Nunca fue el mundo más mundo, nunca fue tan pobre en amor y bondad. Los estamentos cultos han dejado de ser faros o asilos en medio de toda esa mundanal inquietud; ellos mismos devienen cada día más inquietos, más carentes de ideas y de amor. Todo sirve a la barbarie venidera, el arte y la ciencia factuales inclusive (p. 69).
Y en un llamado desesperado por una posibilidad existencial, Nietzsche escribía en Así habló Zaratustra:
¡Mirad, yo os enseño el superhombre! El superhombre es el sentido de la Tierra. Diga vuestra voluntad: ¡sea el superhombre el sentido de la Tierra! ¡Yo os conjuro, hermanos míos, permaneced fieles a la Tierra y no creáis a quienes os hablan de esperanzas sobre terrenales! Son envenenadores, lo sepan o no. Son despreciadores de la vida, son moribundos y están, ellos también, envenenados, la Tierra está cansada de ellos: ¡ojalá desaparezcan! En otro tiempo el delito contra Dios era el máximo delito, pero Dios ha muerto y con Él han muerto también esos delincuentes. ¡Ahora lo más horrible es delinquir contra la Tierra y apreciar las entrañas de lo inescrutable más que el sentido de la tierra! (Nietzsche, 2011, p. 47).

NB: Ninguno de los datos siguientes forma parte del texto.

PR #6770, opened 2022-01-11
Fix app-layer protocol detect patterns for SSLv2

giannitedesco:

The SSLv2 record format starts with 2 byte length, then it has a 1 byte
message-type field set to |01| for the client handshake, then a 2 byte
protocol version.

The SSLv3 record format (in use with modern TLS) starts with the
message-type of |16| and then the protocol, followed by the length.

This means that several of the patterns in the SSL app-layer detection
code are incorrect because they're looking in the wrong place in the
packet.

suricata-verify-pr: 555
OISF/suricata-verify#555
#suricata-verify-repo:
#suricata-verify-branch:
#suricata-update-pr:
#suricata-update-repo:
#suricata-update-branch:
#libhtp-pr:
#libhtp-repo:
#libhtp-branch:

### DIFF
--- a/src/app-layer-ssl.c
+++ b/src/app-layer-ssl.c
@@ -2830,9 +2830,8 @@ static int SSLRegisterPatternsForProtocolDetection(void)
     }
 
     /** SSLv3 */
-    if (AppLayerProtoDetectPMRegisterPatternCS(IPPROTO_TCP, ALPROTO_TLS,
-                                               "|01 03 00|", 3, 0, STREAM_TOSERVER) < 0)
-    {
+    if (AppLayerProtoDetectPMRegisterPatternCS(
+                IPPROTO_TCP, ALPROTO_TLS, "|01 03 00|", 5, 2, STREAM_TOSERVER) < 0) {
         return -1;
     }
     if (AppLayerProtoDetectPMRegisterPatternCS(IPPROTO_TCP, ALPROTO_TLS,
@@ -2842,9 +2841,8 @@ static int SSLRegisterPatternsForProtocolDetection(void)
     }
 
     /** TLSv1 */
-    if (AppLayerProtoDetectPMRegisterPatternCS(IPPROTO_TCP, ALPROTO_TLS,
-                                               "|01 03 01|", 3, 0, STREAM_TOSERVER) < 0)
-    {
+    if (AppLayerProtoDetectPMRegisterPatternCS(
+                IPPROTO_TCP, ALPROTO_TLS, "|01 03 01|", 5, 2, STREAM_TOSERVER) < 0) {
         return -1;
     }
     if (AppLayerProtoDetectPMRegisterPatternCS(IPPROTO_TCP, ALPROTO_TLS,
@@ -2854,9 +2852,8 @@ static int SSLRegisterPatternsForProtocolDetection(void)
     }
 
     /** TLSv1.1 */
-    if (AppLayerProtoDetectPMRegisterPatternCS(IPPROTO_TCP, ALPROTO_TLS,
-                                               "|01 03 02|", 3, 0, STREAM_TOSERVER) < 0)
-    {
+    if (AppLayerProtoDetectPMRegisterPatternCS(
+                IPPROTO_TCP, ALPROTO_TLS, "|01 03 02|", 5, 2, STREAM_TOSERVER) < 0) {
         return -1;
     }
     if (AppLayerProtoDetectPMRegisterPatternCS(IPPROTO_TCP, ALPROTO_TLS,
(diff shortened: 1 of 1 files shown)


giannitedesco:
@catenacyber created new repo, actually I got my remotes mixed up so I was rebasing on origin/master not upstream/master, woops :)

catenacyber:
Thanks CI looks better.
The failures are not related to the PR

catenacyber (approved):

victorjulien:
I need to look at this again. I looked earlier w/o understanding the logic and not seeing any test cases pass/fail in relation to this PR.

SSL3/TLS records can certainly start with other values than `|16|`.

victorjulien:
@catenacyber can you dig a bit deeper into this?

catenacyber:
> not seeing any test cases pass/fail in relation to this PR.

The S-V tests fail without this PR and succeed with it...

For instance, sslv2-tls1_0-client-handshake.pcap tcp payload begins with bytes 80 80 01 03 01. First 2 bytes are SSLv2, Third byte is 1:client hello, Byte 4 and 5 are request version 03.01 being TLS 1.0

catenacyber (changes requested):
@giannitedesco can you rebase both this PR and the S-V one ?
It looks like sslv2-handshake is now failing with this PR

Flow has 
```
  "app_proto": "tls",
  "app_proto_tc": "failed",
```
as in master

giannitedesco:
> @giannitedesco can you rebase both this PR and the S-V one ? It looks like sslv2-handshake is now failing with this PR
> 
> Flow has
> 
> ```
>   "app_proto": "tls",
>   "app_proto_tc": "failed",
> ```
> 
> as in master

Those are supposed to fail, there is no SSLv2 decoder. The tests are included so that they will verify the SSLv2 decoder when it is added.

Is there a way to mark tests as "ignore failures" or should I redo them to just verify the protocol detection works?

giannitedesco:
@catenacyber So I just commented out the SSLv2 protocol decode stuff, so they can be uncommented if/when that gets implemented. At least the test can verify the detection of protocol part then.

catenacyber:
> So I just commented out the SSLv2 protocol decode stuff, so they can be uncommented if/when that gets implemented. At least the test can verify the detection of protocol part then.

@inashivb is there a `skip` keyword for Suricata-verify ?

catenacyber:
> Those are supposed to fail, there is no SSLv2 decoder. The tests are included so that they will verify the SSLv2 decoder when it is added.

The commit message in this PR seems to say otherwise.
Is it fixing SSLv2 or SSLv3 detect patterns ?

giannitedesco:
> The commit message in this PR seems to say otherwise. Is it fixing SSLv2 or SSLv3 detect patterns ?

This is fixing SSLv2 detect patterns.

There are two distinct things, whether we detect an off-port flow as SSLv2 (which current code does not, and this patch fixes). But then there is decoding the SSLv2 frames, after you have identified SSL/TLS and associated he decoder to that flow.

There are actually numerous things that the SSL/TLS decoder does not support and one of them is SSLv2, which has an incompatible frame format and totally different handshake message structure. SSLv3 and TLS use the same frame formats and are broadly compatible with each other.

giannitedesco:
Anyway, adding support for decoding SSLv2 (and fragmented handshakes for that matter) is another question, and they are much bigger jobs.

catenacyber:
I see that 01 03 01 is indeed used for sslv2-tls1_0-client-handshake.pcap

But I do not see which pattern is used for sslv2-handshake.pcap
Is something missing ?

> Anyway, adding support for decoding SSLv2 (and fragmented handshakes for that matter) is another question, and they are much bigger jobs.

Ok, understood

catenacyber:
> > Flow has
> > ```
> >   "app_proto": "tls",
> >   "app_proto_tc": "failed",
> > ```
> > 

If we want to fix SSLv2 detect patterns, we should also detect the patterns to client (from server)
Here, there are only to server (from client), right ?

inashivb:
> 

There is one but seems like it is
1. bound to features (See example text.yaml in https://github.com/oiSF/suricata-verify)
 or 
 2. skipping an entire test (e.g. https://github.com/OISF/suricata-verify/blob/master/tests/dhcp-request-flood/test.yaml#L3)
 
 I tried it on specific filters and it does not seem to work that way as of now.

giannitedesco:
> > > Flow has
> > > ```
> > >   "app_proto": "tls",
> > >   "app_proto_tc": "failed",
> > > ```
> 
> If we want to fix SSLv2 detect patterns, we should also detect the patterns to client (from server) Here, there are only to server (from client), right ?

That's right, I can investigate adding the reverse direction filter, too, thanks.

giannitedesco:
> > @inashivb is there a `skip` keyword for Suricata-verify ?
> 
> There is one but seems like it is
> 
>     1. bound to features (e.g. https://github.com/OISF/suricata-verify/blob/master/tests/filestore-v2.3-fserror/test.yaml#L7)
>        or
> 
>     2. skipping an entire test (e.g. https://github.com/OISF/suricata-verify/blob/master/tests/dhcp-request-flood/test.yaml#L3)
> 
> 
> I tried it on specific filters and it does not seem to work that way as of now.

Aha, thanks, okay, for now I will forget about decoder events in the test cases and we can add tests for the decoder if and when the decoder is added in future.

catenacyber:
Thanks @giannitedesco I am closing this, waiting for a new version then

Qué mal interpretado fue el superhombre... Para empezar, en algunas traducciones al español hay un error, ya que no deberíamos hablar de un superhombre, sino, como sugieren algunas versiones alternativas, de un ultrahombre. Figura anunciada por Zaratustra que, como podemos ver por la cita anterior, está más cerca de un indígena que valoriza a la Tierra que de un nazi que cree en una raza superior. Nos habla del sentido de la Tierra y hace una advertencia: ¡no crean en quienes nos hablan de las esperanzas sobre terrenales, son moribundos! Esa cita de Nietzsche me recuerda lo que dijo el filósofo indígena brasileño Ailton Krenak:
Creo que esa ilusión de una casta de humanoides que detiene el secreto del santo grial, que se atasca de riqueza mientras aterroriza el resto del mundo, puede terminar colapsando. Tal vez un indicio más reciente sobre eso sea aquella historia de los multimillonarios que están construyendo una plataforma fuera de la Tierra para ir a vivir, qué sé yo, en Marte. Deberíamos de decir: «¡vayan pronto y olvídense de nosotros acá!». Deberíamos dar un pase libre para ellos, para los dueños de Tesla, de Amazon. Pueden dejar la dirección que después les mandamos suministros (Krenak, 2020, p. 9).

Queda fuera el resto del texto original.